=== Exercise prompt ===
Each record has to be repeated exactly as given.

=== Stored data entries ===
====

PR #2279, opened 2021-03-03
Fix qdel race condition in test_job_sort_formula_threshold

visheshh:
#### Describe Bug or Feature
qdel failed on some machines as the job with walltime 4 was over by the time we delete the job.

#### Describe Your Change
Let the qdel unknown job id error passby and use force delete 

[smoke_threshold.txt](https://github.com/openpbs/openpbs/files/6092612/smoke_threshold.txt)

Ran smoketest on th3.
Profile: regression
|--|--|--|--|--|--|--|
|6290|52|0|0|0|0|52|

### DIFF
--- a/test/tests/pbs_smoketest.py
+++ b/test/tests/pbs_smoketest.py
@@ -985,9 +985,12 @@ class SmokeTest(PBSTestSuite):
         msg = "Checking the job state of %s, runs after %s is deleted" % (j3id,
                                                                           j4id)
         self.logger.info(msg)
-        attribs = self.server.status(JOB, 'job_state', id=j4id)
-        if attribs[0]['job_state'] == 'R':
-            self.server.deljob(id=j4id, wait=True)
+        try:
+            self.server.deljob(id=j4id, wait=True, extend='force',
+                               runas=MGR_USER)
+        except PbsDeljobError as e:
+            self.assertIn(
+                'qdel: Unknown Job Id', e.msg[0])
         self.server.expect(JOB, {'job_state': 'R'}, id=j3id, max_attempts=30,
                            interval=2)
         self.server.expect(JOB, {'job_state': 'Q'}, id=j2id, max_attempts=30,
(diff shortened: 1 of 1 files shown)


birbalsain (approved):
LGTM

test/tests/pbs_smoketest.py
```diff
@@ -985,7 +985,9 @@ def test_job_sort_formula_threshold(self):
         msg = "Checking the job state of %s, runs after %s is deleted" % (j3id,
                                                                           j4id)
         self.logger.info(msg)
-        self.server.deljob(id=j4id, wait=True)
+        attribs = self.server.status(JOB, 'job_state', id=j4id)
+        if attribs[0]['job_state'] == 'R':
+            self.server.deljob(id=j4id, wait=True)
```
bayucan, line 990: I think the fix should be in self.server.deljob() to handle a case when the job actually exited/no longer exist, and should not hang...

bayucan (changes requested):

test/tests/pbs_smoketest.py
visheshh: @bayucan It does not hang. But it throws unknown job id error as qdel would if the job didnt exist.

bayucan: @visheshh : Then how about just doing a try...else around self.server.deljob() and just allow for the "Unkonwn jobid" condition? Even if you check if the job's state is R, what if by the time the self.server.deljob() executes, job could have disappeared quickly...

visheshh: @bayucan Thanks for the suggestion. I will do that.

agrawalravi90 (changes requested):
There's still a race condition that this doesn't fix: by the time you did a status() and called deljob(), the job might have gotten deleted, right? How about making deljob() not throw any errors? what if you pass logerr=False ?

visheshh:
> 
> 
> There's still a race condition that this doesn't fix: by the time you did a status() and called deljob(), the job might have gotten deleted, right? How about making deljob() not throw any errors? what if you pass logerr=False ?

Yes , I was thinking to go ahead with @bayucan suggestion, to use try and let the error pass by.

test/tests/pbs_smoketest.py
bhroam: I'm not sure we want to have unknown job id not throw an exception.  I mean it IS an error.  It just happens that some of our tests don't care.  I think it should be up to the test to catch the exception if they don't care.  Either that or pass an argument that you don't care about it.  In any case, using a walltime of 4s is too small for our slow testbed machines.

agrawalravi90:
> Yes , I was thinking to go ahead with @bayucan's suggestion, to use try and let the error pass by.

Sure, whatever you prefer

test/tests/pbs_smoketest.py
vstumpf: This also won't help if the job is in R state when you status it, but is deleted by the time you deljob it. 

I agree with bhroam's suggestion of passing an argument if you want to throw an exception if the jobid doesn't exit.

visheshh:
@agrawalravi90 @bayucan @bhroam @vstumpf Please review the changes.
I got unknown Job id and could not qdel as job was in E state error.
I reduce job sleep to 2 secs and was able to reproduce it consistently on testbed and with these changes,
i.e, with Try expect and qdel -W force I was able to bypass them.

agrawalravi90 (approved):
LGTM

agrawalravi90 (changes requested):
Actually, please change the title of your PR to describe the problem.

bayucan (approved):
Looks good.

bhroam (approved):

visheshh:
@agrawalravi90 Please review

agrawalravi90 (approved):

====

=== Solution for this exercise ===
PR #2279, opened 2021-03-03
Fix qdel race condition in test_job_sort_formula_threshold

visheshh:
#### Describe Bug or Feature
qdel failed on some machines as the job with walltime 4 was over by the time we delete the job.

#### Describe Your Change
Let the qdel unknown job id error passby and use force delete 

[smoke_threshold.txt](https://github.com/openpbs/openpbs/files/6092612/smoke_threshold.txt)

Ran smoketest on th3.
Profile: regression
|--|--|--|--|--|--|--|
|6290|52|0|0|0|0|52|

### DIFF
--- a/test/tests/pbs_smoketest.py
+++ b/test/tests/pbs_smoketest.py
@@ -985,9 +985,12 @@ class SmokeTest(PBSTestSuite):
         msg = "Checking the job state of %s, runs after %s is deleted" % (j3id,
                                                                           j4id)
         self.logger.info(msg)
-        attribs = self.server.status(JOB, 'job_state', id=j4id)
-        if attribs[0]['job_state'] == 'R':
-            self.server.deljob(id=j4id, wait=True)
+        try:
+            self.server.deljob(id=j4id, wait=True, extend='force',
+                               runas=MGR_USER)
+        except PbsDeljobError as e:
+            self.assertIn(
+                'qdel: Unknown Job Id', e.msg[0])
         self.server.expect(JOB, {'job_state': 'R'}, id=j3id, max_attempts=30,
                            interval=2)
         self.server.expect(JOB, {'job_state': 'Q'}, id=j2id, max_attempts=30,
(diff shortened: 1 of 1 files shown)


birbalsain (approved):
LGTM

test/tests/pbs_smoketest.py
```diff
@@ -985,7 +985,9 @@ def test_job_sort_formula_threshold(self):
         msg = "Checking the job state of %s, runs after %s is deleted" % (j3id,
                                                                           j4id)
         self.logger.info(msg)
-        self.server.deljob(id=j4id, wait=True)
+        attribs = self.server.status(JOB, 'job_state', id=j4id)
+        if attribs[0]['job_state'] == 'R':
+            self.server.deljob(id=j4id, wait=True)
```
bayucan, line 990: I think the fix should be in self.server.deljob() to handle a case when the job actually exited/no longer exist, and should not hang...

bayucan (changes requested):

test/tests/pbs_smoketest.py
visheshh: @bayucan It does not hang. But it throws unknown job id error as qdel would if the job didnt exist.

bayucan: @visheshh : Then how about just doing a try...else around self.server.deljob() and just allow for the "Unkonwn jobid" condition? Even if you check if the job's state is R, what if by the time the self.server.deljob() executes, job could have disappeared quickly...

visheshh: @bayucan Thanks for the suggestion. I will do that.

agrawalravi90 (changes requested):
There's still a race condition that this doesn't fix: by the time you did a status() and called deljob(), the job might have gotten deleted, right? How about making deljob() not throw any errors? what if you pass logerr=False ?

visheshh:
> 
> 
> There's still a race condition that this doesn't fix: by the time you did a status() and called deljob(), the job might have gotten deleted, right? How about making deljob() not throw any errors? what if you pass logerr=False ?

Yes , I was thinking to go ahead with @bayucan suggestion, to use try and let the error pass by.

test/tests/pbs_smoketest.py
bhroam: I'm not sure we want to have unknown job id not throw an exception.  I mean it IS an error.  It just happens that some of our tests don't care.  I think it should be up to the test to catch the exception if they don't care.  Either that or pass an argument that you don't care about it.  In any case, using a walltime of 4s is too small for our slow testbed machines.

agrawalravi90:
> Yes , I was thinking to go ahead with @bayucan's suggestion, to use try and let the error pass by.

Sure, whatever you prefer

test/tests/pbs_smoketest.py
vstumpf: This also won't help if the job is in R state when you status it, but is deleted by the time you deljob it. 

I agree with bhroam's suggestion of passing an argument if you want to throw an exception if the jobid doesn't exit.

visheshh:
@agrawalravi90 @bayucan @bhroam @vstumpf Please review the changes.
I got unknown Job id and could not qdel as job was in E state error.
I reduce job sleep to 2 secs and was able to reproduce it consistently on testbed and with these changes,
i.e, with Try expect and qdel -W force I was able to bypass them.

agrawalravi90 (approved):
LGTM

agrawalravi90 (changes requested):
Actually, please change the title of your PR to describe the problem.

bayucan (approved):
Looks good.

bhroam (approved):

visheshh:
@agrawalravi90 Please review

agrawalravi90 (approved):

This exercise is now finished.